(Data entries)
PR #223, opened 2021-01-21
Channels

vgeddes:
Added an implementation for the channel concept we've introduced into the design.

Channels are represented as plain structs with attached methods (i.e. no pallets). They are able to persist data in the bridge pallet's storage. The design was loosely inspired by the [message lane](https://github.com/paritytech/parity-bridges-common/blob/master/modules/message-lane/src/inbound_lane.rs) concept in parity-bridges-common.

For simplicity of implementation:
- All code is in the bridge module instead of being spread out over multiple pallets
- Fixed number of channels:
  - 1 pair of outbound channels (basic and incentivized),
  - 1 pair of inbound channels (basic and incentivized).

Related changes:
* Introduced a type `ChannelId` for identification of whether a channel is basic or incentivized.
* Added an application registry which simplified message dispatch for inbound channels.
* Commitments pallet now has a per-channel message queue.


parachain/runtime/src/lib.rs
```diff
@@ -333,11 +335,19 @@ impl xcm_handler::Config for Runtime {
 
 // Our pallets
 
+parameter_types! {
+	pub Apps = {
```
vgeddes, line 339: This is where we initialize the application registry.

parachain/pallets/bridge/src/lib.rs
```diff
@@ -18,38 +18,47 @@
...
 
 	/// The verifier module responsible for verifying submitted messages.
 	type Verifier: Verifier<<Self as system::Config>::AccountId>;
 
-	/// ETH Application
-	type AppETH: Application;
-
-	/// ERC20 Application
-	type AppERC20: Application;
+	type Apps: Get<BTreeMap<H160, Box<dyn Application>>>;
```
vgeddes, line 46: channels can lookup apps with `T::Apps::get(ID)`

parachain/pallets/erc20-app/src/lib.rs
```diff
@@ -131,7 +132,16 @@ impl<T: Config> Application for Module<T> {
...
+#[derive(Copy, Clone)]
+struct Proxy<T: Config>(PhantomData<T>);
+
+impl<T: Config> Application for Proxy<T> {
+	fn handle(&self, payload: &[u8]) -> DispatchResult {
+		<Module<T>>::handle(payload)
 	}
 }
+
+pub fn make_proxy<T: Config>() -> Box<dyn Application> {
```
vgeddes, line 145: We need to create a proxy object as pallets can't be instantiated and passed around like normal objects.

parachain/runtime/src/lib.rs
```diff
@@ -333,11 +335,19 @@ impl xcm_handler::Config for Runtime {
...
+		let mut registry = make_registry();
+		registry.insert(H160::repeat_byte(1), eth_app::make_proxy<Runtime>())
```
vgeddes, line 341: Still need to settle on a suitable type for application IDs (Still using `H160` here), so channels can dispatch to them.

Apps still need to know the contract address of their peers on the Ethereum side though. That code hasn't been removed.

parachain/pallets/commitments/src/lib.rs
```diff
@@ -133,14 +137,13 @@ impl<T: Config> Module<T> {
 
 		ethabi::encode(&vec![Token::FixedArray(messages)])
 	}
-
 }
 
 impl<T: Config> MessageCommitment for Module<T> {
 
 	// Add a message for eventual inclusion in a commitment
 	// TODO: Number of messages per commitment should be bounded
```
musnit, line 145: can we move this todo to a github issue flagged with Security?

parachain/pallets/commitments/src/lib.rs
```diff
@@ -98,21 +92,31 @@ decl_module! {
...
+		let messages: Vec<Message> = <Self as Store>::MessageQueues::take(channel_id);
 		if messages.len() == 0 {
 			return 0
 		}
 
 		let commitment = Self::encode_commitment(&messages);
 		let commitment_hash = <T as Config>::Hashing::hash(&commitment);
 
-		let digest_item = AuxiliaryDigestItem::CommitmentHash(commitment_hash.clone()).into();
+		let digest_item = AuxiliaryDigestItem::Commitment(ChannelId::Basic, commitment_hash.clone()).into();
```
musnit, line 119: not sure what this is diong but looks like its using a hardcoded ChannelId::Basic rather than the actual channel_id?

parachain/pallets/bridge/src/channel/inbound.rs
```diff
@@ -0,0 +1,116 @@
...
+			storage: Storage::new(ChannelId::Basic)
+		}
+	}
+}
+
+impl<T: Config> InboundChannel<T::AccountId> for BasicInboundChannel<T> {
+	fn submit(&mut self, relayer: &T::AccountId, message: &Message) -> DispatchResult {
+		self.storage.try_mutate(|data| {
+			// Example: Increment nonce
+			data.nonce += 1;
```
musnit, line 42: need to check message.nonce?

parachain/pallets/bridge/src/channel/inbound.rs
```diff
@@ -0,0 +1,116 @@
...
+
```
musnit, line 43: need to check message.sender, still need to decide where best to do this:
 - either here in the channel (in which case, the App will need to register authorizedSenders, or have a method like getAuthorizedSenders, or somethin)
 - in the app (in which case we forward msg.sender into the app and let it check there)
 
I don't think it matters which for now, but longer term when we think about how we'll be supporting cross-parachain dispatch, this distinction may matter.

parachain/pallets/commitments/src/lib.rs
vgeddes: Oopsie!, will fix :)

parachain/pallets/commitments/src/lib.rs
vgeddes: Sure, added #226.

parachain/pallets/bridge/src/channel/inbound.rs
vgeddes: Added a comment to these `submit` methods indicating that they are still WIP. The goal of this PR is the overall design and API for channels in substrate. So the implementations of these methods will come eventually.

parachain/pallets/bridge/src/lib.rs
```diff
@@ -65,28 +75,20 @@ decl_module! {
...
-			let who = ensure_signed(origin)?;
-
-			// TODO: move replay protection here
+		pub fn submit(origin, channel_id: ChannelId, message: Message) -> DispatchResult {
+			let relayer = ensure_signed(origin)?;
 
-			T::Verifier::verify(who, app_id, &message)?;
-			Self::dispatch(app_id.into(), &message)
+			let mut channel = make_inbound_channel::<T>(channel_id);
+			channel.submit(&relayer, &message)
```
Rizziepit, line 83: I'm assuming dropping the call to `T::Verifier::verify` is temporary for the sake of dev. Just a heads up that I'm busy with e2e debugging of message proofs. So it would be good to keep verification around. Consider adding a config param like https://github.com/Snowfork/polkadot-ethereum/blob/aa43d98b0665245b8a7327d17e5b316d0c8928fc/parachain/pallets/verifier-lightclient/src/mock.rs#L114 to disable verification in the pallet in tests

parachain/pallets/bridge/src/primitives.rs
```diff
@@ -0,0 +1,27 @@
...
+#[derive(Encode, Decode, Copy, Clone, PartialEq, Eq, Default, RuntimeDebug)]
+pub struct OutboundChannelData {
+	pub nonce: u64
+}
+
+pub trait InboundChannel<AccountId>
+where
+	AccountId: Parameter + Member + Ord + MaybeSerializeDeserialize + Debug
+{
+	fn submit(&mut self, relayer: &AccountId, message: &Message) -> DispatchResult;
```
Rizziepit, line 22: I landed #203 which adds `submit_bulk` to the bridge and the verifier. I think it's fine to call `channel.submit` one by one after verification though... unless it's a real perf bottleneck. Am I correct it saying there will be 10 writes to storage for a batch of 10 messages? Regardless, premature optimization and all that jazz

Rizziepit (commented):
I like this architecture. I was going to implement traits directly for the bridge module, but this is better given that we have multiple channel types

Not approving since this is a draft but I don't have any objections (aside from verification call being missing)

parachain/pallets/bridge/src/lib.rs
vgeddes: Thanks for the heads up. Though for unit tests I'm just disabling the verifier using this technique

bridge/src/mock.rs
```rust
impl Config for Test {
	type Event = TestEvent;
	type Verifier = ();
	type AppETH = ();
	type AppERC20 = ();
	type MessageCommitment = ();
}
```

primitives/cores/sr/lib:
```rust
impl<AccountId> Verifier<AccountId> for () {
	fn verify(sender: AccountId, app_id: AppId, message: &Message) -> DispatchResult {
		Ok(())
	}
	fn verify_bulk(sender: AccountId, messages: &[(AppId, Message)]) -> DispatchResult {
		Ok(())
	}
}
```

parachain/pallets/bridge/src/primitives.rs
vgeddes: Am gonna leave `submit_bulk` alone for now. Can always move it into a channel in the next PR.

parachain/pallets/bridge/src/channel/inbound.rs
```diff
@@ -0,0 +1,117 @@
...
+			storage: Storage::new(ChannelId::Basic)
+		}
+	}
+}
+
+impl<T: Config> InboundChannel<T::AccountId> for BasicInboundChannel<T> {
+	// This implementation is a WIP!
+	fn submit(&mut self, relayer: &T::AccountId, app_id: AppId, message: &Message) -> DispatchResult {
+		T::Verifier::verify(relayer.clone(), app_id, &message)?;
+		Module::<T>::dispatch(app_id.into(), message)
```
musnit, line 43: Nonce check for replay protection should be here right?

musnit: Similar for incentivized channel

vgeddes: yeah, but wasn't planning to do it in this PR though. The focus for this PR is the channel API.

vgeddes: Also the nonce check can't be implemented until the other side includes a nonce.

musnit: The pr for the other side has this already but sure, merging and doing that in future PR sounds fine

parachain/pallets/bridge/src/channel/inbound.rs
musnit: Don't forget about this plz - add to issue/todo for the next PR if not planning to address in this PR

vgeddes: Added https://github.com/Snowfork/polkadot-ethereum/issues/231

parachain/primitives/core/src/lib.rs
```diff
@@ -31,9 +31,27 @@ pub trait Verifier<AccountId> {
...
+/// Outbound submission for applications
+pub trait SubmitOutbound {
+	fn submit(channel_id: ChannelId, payload: &[u8]) -> DispatchResult;
+}
+
+impl SubmitOutbound for () {
+	fn submit(channel_id: ChannelId, payload: &[u8]) -> DispatchResult {
+		Ok(())
+	}
+}
```
philipstanislaus, line 52: Could you add a comment here why we have a default implementation that does not err?

parachain/primitives/core/src/lib.rs
```diff
@@ -42,7 +60,21 @@ pub trait Application {
...
+
+/// Add a message to a commitment
 pub trait MessageCommitment {
+	fn add(channel_id: ChannelId, address: H160, nonce: u64, payload: &[u8]);
+}
 
-	fn add(address: H160, nonce: u64, payload: &[u8]);
+impl MessageCommitment for () {
+	fn add(channel_id: ChannelId, address: H160, nonce: u64, payload: &[u8]) { }
```
philipstanislaus, line 79: Again, please add a comment why this is needed

parachain/primitives/core/src/lib.rs
```diff
@@ -42,7 +60,21 @@ pub trait Application {
...
 
+impl Application for () {
+	fn handle(payload: &[u8]) -> DispatchResult {
+		Ok(())
+	}
+
+	fn address() -> H160 {
+		H160::zero()
+	}
+}
```
philipstanislaus, line 71: And likewise, please add a comment

philipstanislaus (commented):
Nice, left just 3 additional comments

#### [DIRECTIONS]
Each line above that includes the word "derive" is to be copied.

#### [ANSWER SPACE]
+#[derive(Copy, Clone)]
+#[derive(Encode, Decode, Copy, Clone, PartialEq, Eq, Default, RuntimeDebug)]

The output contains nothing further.